1) Creating lists containing every slice as Image Object using sitk.ImageFileReader():

frame1 = [Image1, ..., Image148]
frame2 = [Image149, ..., Image296]
...
frame_list = [frame1, frame2, ..., frameN]

NB : Here we deal with sitk Image Object and not images path as in my first post

2) Modifying every images seriesID in the DICOM header:

count = 1
for frames in frame_list:
  for images in frames:
    newID = images.GetMetaData('0020|000e') + str(count)
    images.SetMetaData('0020|000e', newID)
  count += 1

3) Writing the images with their new seriesID in a buffer folder using writer = sitk.ImageFileWriter() and writer.KeepOriginalImageUIDOn()

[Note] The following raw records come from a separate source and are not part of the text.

PR #192, opened 2022-10-05
make openapi test file not depend on dir structure

sdowell:
This previously assumed that there was a kpt.dev parent directory to reach, which adds an unnecessary constraint to dev environment setups. This could probably be improved further, but this makes it so that the file can be found regardless of the parent directory structure.

### DIFF
--- a/pkg/declared/value.go
+++ b/pkg/declared/value.go
@@ -16,8 +16,6 @@ package declared
 
 import (
 	"fmt"
-	"os"
-	"path/filepath"
 
 	openapiv2 "github.com/google/gnostic/openapiv2"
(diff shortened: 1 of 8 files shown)


nan-yu (commented):
The `ValueConverterForTest` seems to be used only by tests. Should we move it to the `testing` package?

sdowell:
> The `ValueConverterForTest` seems to be used only by tests. Should we move it to the `testing` package?

Agreed it doesn't seem like it's in the right place. Seems it was there because not all of the fields of `ValueConverter` were exported. I did some refactoring to enable moving it out to a separate package. PTAL

tomasaschan (approved):
Nice! /lgtm

xinnywinne (approved):
/lgtm

PR #175, opened 2022-10-03
Delete the membership after unregistration failure

nan-yu:

PR #193, opened 2022-10-05
Delete the membership after unregistration failure (#175)

nan-yu:


nan-yu:
Cherrypicking this CL to fix the lingering membership which caused the multi-repo CI failure.

PR #194, opened 2022-10-05
add terraform config for release clusters

sdowell:
these clusters are intended to be used for release branch periodic jobs.


nan-yu (commented):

4) Storing in a dictionnary all the different series ID with the associated images path using @blowekamp method :

series_dic = { series_id: reader.GetGDCMSeriesFileNames(path, series_id) for series_id in reader.GetGDCMSeriesIDs(path) }

5) Reading the series and store them in a list:

for keys in series_dic:
  Img_list.append(sitk.ReadImage(series_dic[keys]))

6) Finally I remove the buffer folder with shutil.rmtree(path, ignore_errors=True)

This is not very optimized because I must write new images then delete it. If you have a better answer feel free to comment!

Upvotes: 0

blowekamp
blowekamp

Reputation: 1431

There is no need to split the series into separate directories. You can get the list of seriesIDs in a directory with the itk::simple::ImageSeriesReader::GetGDCMSeriesIDs method.

You can easily create a map for seriesID to file lists with the following one liner: series_dic = { series_id: reader.GetGDCMSeriesFileNames(path, series_id) for series_id in reader.GetGDCMSeriesIDs(path) }

By using the GetGDCMSeriesFileNames method you should get all the files is the proper order sorted by their physical locations, with your manual method you are not.

If this automatic approach does not work for your particular scanner or acquisition process, you will have to manually load the DICOMS dictionaries, separate them by series_id, and then properly sort them based on the proper DICOM tags for your acquisition.

Upvotes: 2

Rishabh Agrahari
Rishabh Agrahari

Reputation: 3717

As far as I've understood your question, you have got a folder with all Dicom slices and you want to read them as a single volume so that you could access voxel values at any given coordinate. Try reading your Dicom images by this code snippet:

reader = sitk.ImageSeriesReader()
dicom_names = reader.GetGDCMSeriesFileNames(path_subfolder1)
reader.SetFileNames(dicom_names)
image = reader.Execute()

Now, image is your 3D volume containing all slices present in path_subfolder1 and you can access voxel values, spacing, directions, origin etc.

I hope this helps, if not feel free to comment down below.